# Sophronitis cernua (first time bloomer)



## Kavanaru (Jul 31, 2009)

This is a first time bloomer in my orchidarium  I bought it more than one year ago, to test if this species would like the conditions in my orchidarium... I think the answer is yes 

Only two flowers on this spike (plus another spike growing), but I think next time I could get more blooms from it...


----------



## SlipperFan (Jul 31, 2009)

Very nice. I've heard this is easier to grow than coccinea, but I have not found it so.


----------



## NYEric (Jul 31, 2009)

Well done, I killed a few of these also!


----------



## Paph_LdyMacBeth (Jul 31, 2009)

Its pretty pretty pretty!
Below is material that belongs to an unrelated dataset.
PR #1457, opened 2026-06-16
Migrate workflow rerun from v2 to v3 API

schurchleycci:
## Summary

- Switches `RerunWorkflow()` in `internal/apiclient/workflow.go` from `c.post` (v2) to `c.postV3` (v3), updating the route from `/workflow/%s/rerun` to `/workflows/%s/rerun`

Its the prettiest little thing I ever did see!


----------



## rdlsreno (Jul 31, 2009)

Nice Ramon!

Ramon


----------



## KyushuCalanthe (Aug 1, 2009)

Cute little guy!


----------



## JeanLux (Aug 1, 2009)

Very, very nice one Ramon!!!
IMO it is easier than coccinea, and I had one for over 10 years growing to a nice plant, then getting mealings and no more recovering from it  ! ( I have killed at least 5 coccineas always in a very short time) Jean


----------



## biothanasis (Aug 1, 2009)

Very nice colour and cute flowers!!!!


----------



## Elena (Aug 2, 2009)

Great job growing it, I don't even try


----------



## toddybear (Aug 2, 2009)

Very cute! Guess mine died since it wasn't in an orchidarium!


----------



## goldenrose (Aug 3, 2009)

:clap: A real QT! :clap: 
I'm trying rosea, it's put out a couple of new growths, suppose to be a summer bloomer but I'm not holding my breath on blooms for this year!


----------



## Ron-NY (Aug 3, 2009)

very nice...mine blooms in the spring off of multi growths. I do not find this species difficult at all. Mount, hang it and ignore it. Not a species that likes to fussed over.


----------